__To do__: Using the records below, report how many lines hold "believe", with no extra text.

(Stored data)
_____

PR #98, opened 2021-05-27
allow prepending args to Pants invocation

tdyas:
Allow prepending arguments to a Pants invocation which is helpful for running Pants under a profiler.

### DIFF
--- a/pants
+++ b/pants
@@ -279,5 +279,5 @@ if [[ -n "${PANTS_SHA:-}" ]]; then
 fi
 
 # shellcheck disable=SC2086
-exec "${pants_python}" "${pants_binary}" ${pants_extra_args} \
+exec ${PANTS_PREPEND_ARGS:-} "${pants_python}" "${pants_binary}" ${pants_extra_args} \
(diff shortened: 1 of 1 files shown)


jsirois (approved):
I guess. But really just using this seems easy enough for anyone that has the wherewithal to be profiling pants:
```
foo ~/.cache/pants/setup/bootstrap-Linux-x86_64/2.5.1rc0_py38/bin/python ~/.cache/pants/setup/bootstrap-Linux-x86_64/2.5.1rc0_py38/bin/pants ...
```

You're seriously in the weeds at that point anyway.

tdyas:
It was easier to have this for me, then having to figure out what the invocation was especially with the venv. This is based on a version that I did for `pants` itself. This would mostly be good if we want users to run it under profile, then they wouldn't have to figure out the invocation.

Eric-Arellano (commented):
Yeah, +1 to John. I won't block, but agree with keeping this script simpler for the average user.

tdyas:
okay will close then

PR #99, opened 2021-06-22
Isolate virtualenv with Pex.

jsirois:
Use Pex to download and run virtualenv to work around isolation
issues with the virtualenv zipapp as outlined in:
+ https://github.com/pypa/virtualenv/issues/1873
+ https://github.com/pypa/virtualenv/issues/2133

### DIFF
--- a/pants
+++ b/pants
@@ -263,7 +263,7 @@ function bootstrap_virtualenv {
       staging_dir=$(tempdir "${PANTS_BOOTSTRAP}")
       cd "${staging_dir}"
       echo "${VIRTUALENV_REQUIREMENTS}" > requirements.txt
-      "${python}" "${pex_path}" -r requirements.txt -c virtualenv -o virtualenv.pex --seed --venv
+      "${python}" "${pex_path}" -r requirements.txt -c virtualenv -o virtualenv.pex
       mkdir -p "$(dirname "${bootstrapped}")"
       mv -f "${staging_dir}/virtualenv.pex" "${bootstrapped}"
       rm -rf "${staging_dir}"
--- a/pants
+++ b/pants
@@ -34,10 +34,24 @@ fi
 
 PANTS_BOOTSTRAP="${PANTS_SETUP_CACHE}/bootstrap-$(uname -s)-$(uname -m)"
 
-VIRTUALENV_ZIPAPP=virtualenv.pyz
+PEX_VERSION=2.1.42
+PEX_URL="https://github.com/pantsbuild/pex/releases/download/v${PEX_VERSION}/pex"
+PEX_EXPECTED_SHA256="69d6b1b1009b00dd14a3a9f19b72cff818a713ca44b3186c9b12074b2a31e51f"
+
 VIRTUALENV_VERSION=20.4.7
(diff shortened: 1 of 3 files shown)


tests/test_smoke_tests.py
```diff
@@ -50,7 +50,7 @@ def _maybe_run_pyenv_local(self, python_version: Optional[str]) -> Iterator[None
             return
 
         def is_compatible(pyenv_version: str) -> bool:
-            major, minor, _ = pyenv_version.split(".")
+            major, minor = pyenv_version.split(".")[:2]
```
jsirois, line 53: N.B.: The old logic blew up if you had a diverse pyenv like so:
```
$ pyenv versions --bare
3.5.10
3.5.9
3.6.13
3.6.8
3.7.10
3.8.1
3.8.9
pypy2.7-7.3.1
pypy3.6-7.3.3
pypy3.7-7.3.3
```

tox.ini
```diff
@@ -52,6 +52,8 @@ commands =
 [testenv:typecheck]
 deps =
     mypy
```
jsirois, line 54: Of course mypy should be pinned but I've got enough yaks atm and the error output told me what extra deps to add.

jsirois:
I've filed https://github.com/pypa/virtualenv/issues/2133 and pointed back here. Maybe virtualenv will move from their bespoke zipapp packaging to PEX. Until then though.

pants
```diff
@@ -34,10 +34,24 @@ fi
...
+PEX_VERSION=2.1.42
+PEX_URL="https://github.com/pantsbuild/pex/releases/download/v${PEX_VERSION}/pex"
+PEX_EXPECTED_SHA256="69d6b1b1009b00dd14a3a9f19b72cff818a713ca44b3186c9b12074b2a31e51f"
+
 VIRTUALENV_VERSION=20.4.7
-VIRTUALENV_ZIPAPP_URL="https://raw.githubusercontent.com/pypa/get-virtualenv/${VIRTUALENV_VERSION}/public/${VIRTUALENV_ZIPAPP}"
-VIRTUALENV_ZIPAPP_EXPECTED_SHA256="9d5c8b09cdeaf44414f07902d2ae45c4bb8a2085717d66f82ae389a9c6f94425"
+VIRTUALENV_REQUIREMENTS=$(
+cat << EOF
+virtualenv==${VIRTUALENV_VERSION} --hash sha256:2b0126166ea7c9c3661f5b8e06773d28f83322de7a3ff7d06f0aed18c9de6a76
```
jsirois, line 44: Alternatively, we could just build and host out own virtualenv.pex to retain single file download. As this PR stands, a shop with a private PyPI might have a lot more work to do to get this script working with their setup.

benjyw: Not a bad idea, although then that private PyPI shop would have to host that virtualenv.pex?

benjyw (approved):

pants
benjyw: Although I guess now they have to host pex.pex which has the same implications.

jsirois: Yeah, this is an existing problem with the virtualenv.pyz, the problem just flips to the Pex PEX. I was pointing out the problem expands a bit though, since PyPI (or some private index) gets involved in building the virtualenv.pex whereas it did not get involved before.

PR #102, opened 2021-08-18
Pants detects `python` and `python3` binaries.

### LINKED ISSUE #100: determine_default_python_exe should check the internal interpreter version instead of its executable name
I'm running python on macOS and have installed python3.9 as well as python3.8 using homebrew. The app I'm currently using pants for uses 3.8 whereas the default is now 3.9 (and many apps require that). Since I don't want to unlink and re-link 3.8 every time I do a brew upgrade, I keep 3.9 as the default and tried to setup my environment for said app to use a virtualenv with 3.8 instead.

For most tools & IDEs this was pretty easy, but the pants wrapper script doesn't seem to respect that version. Although `python` and `python3` link to the correct python3.8 binary (`/usr/local/Cellar/python@3.8/3.8.11/bin/python3`), the wrapper is hard coded to iterate through executables that are named `pythonX.X`. And since `virtualenv` doesn't create a link or shim in that format, I don't have a `python3.8` executable. I _do_ however have a `python3.9` executable (linked by homebrew), which then (wrongfully) becomes pants next best guess (despite having set `interpreter_constraints = ["==3.8.*"]`)*.

In my opinion, if `interpreter_search_paths = ["<PATH>"]` is set, pants should also consider `python` / `python3`, check their versions and see if they satisfy the configured constraints.  Moreover, it should rather check the _actual_ interpreter version instead of its bare name.

*I believe this might be a bug that is already resolved by now. The wrapper we're using was created sometime around pants 2.2 or 2.3

jsirois:
Previously the pants script only worked with `python<X>.<Y>` binaries.

Fixes #100

### DIFF
--- a/tests/test_smoke_tests.py
+++ b/tests/test_smoke_tests.py
@@ -2,15 +2,17 @@
 # Licensed under the Apache License, Version 2.0 (see LICENSE).
 
 """Test that `./pants` works correctly with some basic sanity checks."""
-
+import dataclasses
 import os
+import shlex
 import shutil
 import subprocess
+import tempfile
 import textwrap
 from contextlib import contextmanager
 from dataclasses import dataclass
 from pathlib import Path
-from typing import Any, Iterator, List, Optional
+from typing import Any, Iterable, Iterator, List, Mapping, Optional
 
 import pytest
 from helpers import create_pants_config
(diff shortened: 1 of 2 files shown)


tests/test_smoke_tests.py
```diff
@@ -66,16 +92,110 @@ def is_compatible(pyenv_version: str) -> bool:
...
+                        "/usr/bin/env",
+                        "bash",
+                        "-c",
+                        f"command -v {' '.join(shlex.quote(exe_name) for exe_name in exe_names)}",
+                    ],
+                    check=not fallible,
+                    stdout=subprocess.PIPE,
+                )
+                .stdout.decode()
+                .splitlines(),
```
Eric-Arellano, line 120: Would `shutil.which()` work? https://docs.python.org/3/library/shutil.html#shutil.which

Eric-Arellano (approved):
Thanks for improving this

tests/test_smoke_tests.py
jsirois: Calling it 20+ times would, but not once like this to get everything.

PR #104, opened 2021-09-09
update default branch name in pants script

asherf:
the default branch on the pants repo is `main` not `master` 
Also I am assuming this is the script hat gets published to https://static.pantsbuild.org/setup/pants
if this is the case, this update is worth doing and re-publishing (I assume there is a manual step since the script in https://static.pantsbuild.org/setup/pants is not the same one in this repo... just very similar)

### DIFF
--- a/pants
+++ b/pants
@@ -12,8 +12,8 @@
 
 set -eou pipefail
 
-# NOTE: To use an unreleased version of Pants from the pantsbuild/pants master branch,
-#  locate the master branch SHA, set PANTS_SHA=<SHA> in the environment, and run this script as usual.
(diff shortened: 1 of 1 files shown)


Eric-Arellano (approved):

benjyw (approved):

benjyw:
https://static.pantsbuild.org/setup/pants just redirects to https://pantsbuild.github.io/setup/pants so there shouldn't be a manual step needed. 

```
$ curl -i https://static.pantsbuild.org/setup/pants
HTTP/2 302 
content-length: 0
location: https://pantsbuild.github.io/setup/pants
```

PR #109, opened 2021-09-22
Switch from Travis-CI to GH Actions.

jsirois:


stuhood (approved):
Pre-approving. Thanks a lot for doing this!

benjyw (approved):
Nice! Thanks for doing this.

jsirois:
@Eric-Arellano I wanted your take on ditching pyenv. It's not needed for CI anymore and it made both CI setup and the test code bigger / more complicated. You can still use pyenv as a dev (I do), you just need to make sure you've arranged that the needed Python versions are on your $PATH.

jsirois:
I'm going to proceed with this @Eric-Arellano but I'll follow up if you point out something I've missed with ditching pyenv.

Eric-Arellano (commented):
Sounds good on dropping Pyenv! I had thought we had a test for our Pyenv shim handling, but looks like not. That was the only thing I would have been worried about.

PR #110, opened 2022-01-05
silence asdf warnings from ./pants for python 3.9

ryanking:
If you are using [asdf](http://asdf-vm.com/) to manage python versions
and don't have 3.9 installed+configured, each run of pants will show an
error like:

```
No preset version installed for command python3.9
Please install a version by running one of the following:

asdf install python 3.6.15
asdf install python 3.8.12

or add one of the following versions in your config file at /Users/ryan.king/code/color/.tool-versions
python 3.9.1
python 3.9.7
```

The script will continue on, but I think this error would be confusing
for many people and this change should be safe.

### DIFF
--- a/pants
+++ b/pants
@@ -191,12 +191,8 @@ function determine_default_python_exe {
     if [[ -z "${interpreter_path}" ]]; then
       continue
     fi
-    # Check if the Python version is installed via Pyenv but not activated.
-    if [[ "$("${interpreter_path}" --version 2>&1 > /dev/null)" == "pyenv: python${version}"* ]]; then
-      continue
-    fi
-    # Check if a version is shimmed by asdf but not configured.
-    if ! ${interpreter_path} --version >/dev/null 2>&1; then
+    # Check if a version is shimmed by pyenv or asdf but not configured.
+    if ! "${interpreter_path}" --version >/dev/null 2>&1; then
       continue
     fi
     if [[ -n "$(check_python_exe_compatible_version "${interpreter_path}")" ]]; then
--- a/pants
+++ b/pants
@@ -195,6 +195,10 @@ function determine_default_python_exe {
     if [[ "$("${interpreter_path}" --version 2>&1 > /dev/null)" == "pyenv: python${version}"* ]]; then
       continue
     fi
+    # Check if a version is shimmed by asdf but not configured.
+    if ! ${interpreter_path} --version >/dev/null 2>&1; then
+      continue
+    fi
     if [[ -n "$(check_python_exe_compatible_version "${interpreter_path}")" ]]; then
       echo "${interpreter_path}" && return 0
     fi


benjyw:
Thanks for the contribution! I'm of two minds about this, overall I think this makes sense. But I do worry about it making it harder to debug interpreter issues (by squelching output that doesn't truly indicate an error the user needs to care about we're also squelching output that does). 

What is the underlying cause of these warnings? Does `asdf` set up shims for python versions that aren't installed?

Eric-Arellano:
This is how we approach it for Pyenv:

https://github.com/pantsbuild/setup/blob/3ef18abce129b5c07556973b8e19aba4d13336c2/pants#L187-L202

I wonder if we could do something similar here?

ryanking:
> What is the underlying cause of these warnings? Does `asdf` set up shims for python versions that aren't installed?

Yes. Maybe I can find a way to un-shim python3.9.

ryanking:
@Eric-Arellano I believe that asdf uses pyenv under the hood, so something similar might work

ryanking:
@Eric-Arellano @benjyw does this make more sense? An interpretter shimmed by asdf but not configured will exit `126` when invoked. This might make sense to use with pyenv too?

benjyw:
> @Eric-Arellano @benjyw does this make more sense? An interpretter shimmed by asdf but not configured will exit `126` when invoked. This might make sense to use with pyenv too?

Looks like an unpointed pyenv shim exits `127`, so yeah, this could work as a general solution. Nice!

pants
```diff
@@ -195,6 +195,10 @@ function determine_default_python_exe {
     if [[ "$("${interpreter_path}" --version 2>&1 > /dev/null)" == "pyenv: python${version}"* ]]; then
```
benjyw: Looks like we can remove this check in favor of the new one!

pants
```diff
@@ -195,6 +195,10 @@ function determine_default_python_exe {
...
       continue
     fi
+    # Check if a version is shimmed by asdf but not configured.
+    if ! ${interpreter_path} --version >/dev/null 2>&1; then
```
benjyw: My shell-fu is not strong, but I think this needs quoting, in case the path has spaces in it?

ryanking:
Updated to resolve feedback.

Also note that is appears shellfmt is not run on this script, which makes it a bit annoying to work on with en editor configured to use shellfmt. :)

benjyw:
Good point. @Eric-Arellano could the `./pants` script itself be a source for a `shell_sources` target? :)

Eric-Arellano:
> Good point. @Eric-Arellano could the ./pants script itself be a source for a shell_sources target? :)

Yeah. We switched from using Pants for CI to Tox in https://github.com/pantsbuild/setup/pull/64. But we could/probably should go back to using Pants. 

A major motivation in that PR was getting rid of those build-support scripts -- I don't think we'd need those anymore because Pants has gotten much better. For example, we now have Shellcheck and Shfmt.

Eric-Arellano:
> An interpretter shimmed by asdf but not configured will exit 126 when invoked. This might make sense to use with pyenv too?

Thanks for continuing to iterate on this! I might be missing something, but I don't see anything about exit codes 126 and 127 in the PR. It looks like this will squash all errors?

benjyw (approved):
Thanks! Having less code but more functionality seems like a win to me!

Will let @jsirois weigh in just in case.

benjyw:
Squashing all errors is probably the right thing to do? If an interpreter is unusable for our purposes we should just ignore it no matter what? The purpose of this script is to run Pants, not perform interpreter diagnostics...

Eric-Arellano:
> Squashing all errors is probably the right thing to do?

Yeah, that's a good point! And it's a bash script users can edit if they want to debug.

jsirois (approved):

benjyw:
Thanks @ryanking !! This is great.

Issue #116, opened 2022-01-31
Unexpected use of HTTP server in Pants script download flow


christophermaier:
I was trying to automate some Pants updates and was looking to use this invocation to update the pants script itself:
```
curl --proto "=https" \
    --tlsv1.3 \
    --location \
    --verbose \
    --output ./pants \
    https://pantsbuild.github.io/setup/pants
```
However, when I run that, it appears that at some point in the flow, I get redirected to an http site:
```
HTTP/2 301 
< server: GitHub.com
< content-type: text/html
< permissions-policy: interest-cohort=()
< location: http://v1.pantsbuild.org/setup/pants
< x-github-request-id: 4DDA:0AD7:24AE8:607545:61F8148F
< accept-ranges: bytes
< date: Mon, 31 Jan 2022 16:57:01 GMT
< via: 1.1 varnish
< age: 78
< x-served-by: cache-fty21360-FTY
< x-cache: HIT
< x-cache-hits: 1
< x-timer: S1643648221.348955,VS0,VE1
< vary: Accept-Encoding
< x-fastly-request-id: de662d2ef47f018f97d6677537bf7d7ea081cf13
< content-length: 162
< 
* Ignoring the response-body
{ [162 bytes data]
100   162  100   162    0     0   2793      0 --:--:-- --:--:-- --:--:--  2842
* Connection #0 to host pantsbuild.github.io left intact
* Issue another request to this URL: 'http://v1.pantsbuild.org/setup/pants'
* Protocol "http" not supported or disabled in libcurl
* Closing connection -1
```

benjyw:
Not sure if this is related/will fix, but the officially supported URL to download is `https://static.pantsbuild.org/setup/pants`

christophermaier:
I tried with the new URL and it behaved in the same manner, unfortunately.

benjyw:
This is related to configuration of custom GH Pages domains. 

We have a slightly complicated situation: 

The Pants v1 docs are statically served on GH Pages at https://pantsbuild.github.io/ from a dedicated repo (https://github.com/pantsbuild/pantsbuild.github.io/). But we also have second repo (https://github.com/pantsbuild/setup/) that serves GH Pages at a subpath https://pantsbuild.github.io/setup, just for the setup script. This is because GH Pages have to be served under `<ORG>.github.io`, you only get one subdomain per org.

[...]

PR #117, opened 2022-02-01
Enforce use of HTTPS with >= TLS 1.2 for curl calls

christophermaier:
This is a follow-on to https://github.com/pantsbuild/setup/issues/116,
tightening up the security of the `curl` calls made in the `pants`
script.

I also took the liberty of replacing single-character options with
their long option equivalents for readability.

Signed-off-by: Christopher Maier <chris@graplsecurity.com>

### DIFF
--- a/pants
+++ b/pants
@@ -254,7 +254,11 @@ function bootstrap_pex {
       local staging_dir
       staging_dir=$(tempdir "${PANTS_BOOTSTRAP}")
       cd "${staging_dir}"
-      curl -LO "${_PEX_URL}"
+      curl --proto "=https" \
+           --tlsv1.3 \
+           --location \
+           --remote-name \
+           "${_PEX_URL}"
       fingerprint="$(compute_sha256 "${python}" "pex")"
       if [[ "${_PEX_EXPECTED_SHA256}" != "${fingerprint}" ]]; then
         die "SHA256 of ${_PEX_URL} is not as expected. Aborting."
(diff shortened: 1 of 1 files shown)


benjyw:
Thanks for this! 

My one concern is the `--tlsv1.3` flag. On my macbook it makes curl fails with this error: `curl: (4) LibreSSL was built without TLS 1.3 support`

So I fear widespread breakage on systems where curl does not support TLS 1.3 yet.

benjyw:
Maybe my system is unusual in some way? I'd be interested in seeing if this is a common error on macbooks.

christophermaier:
@benjyw No, your system isn't unusual... I think mine is 😅 I just ran into a TLS failure along these same lines when a similar change I was making on a work project failed in our CI, which apparently doesn't have TLS 1.3 either. I'm doing some further testing on that codebase to land on the right combination of options to make this more broadly accessible; I'll update this PR once I get something working.

Sorry for the noise! 🙇‍♂️

christophermaier:
I've relaxed things to TLS 1.2. I'm going to do a bit more research to see if there's a sane way to support folks that may not even have TLS 1.2 support in their `curl` binaries.

(I left off TLS 1.0 and 1.1 since they're deprecated, but depending on how you want to go, I could relax things even more.)

benjyw:
Thanks! I think TLS v1.2 is fine to assume - that flag was added to curl 9 in 2013, and TLS 1.2 itself is from 2008.

christophermaier:
@benjyw Sounds good to me. If 1.2 is fine with you, maybe we can just leave it there. In that case, I think I'm done with changes to this PR.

_____

__Result of the exercise__: 2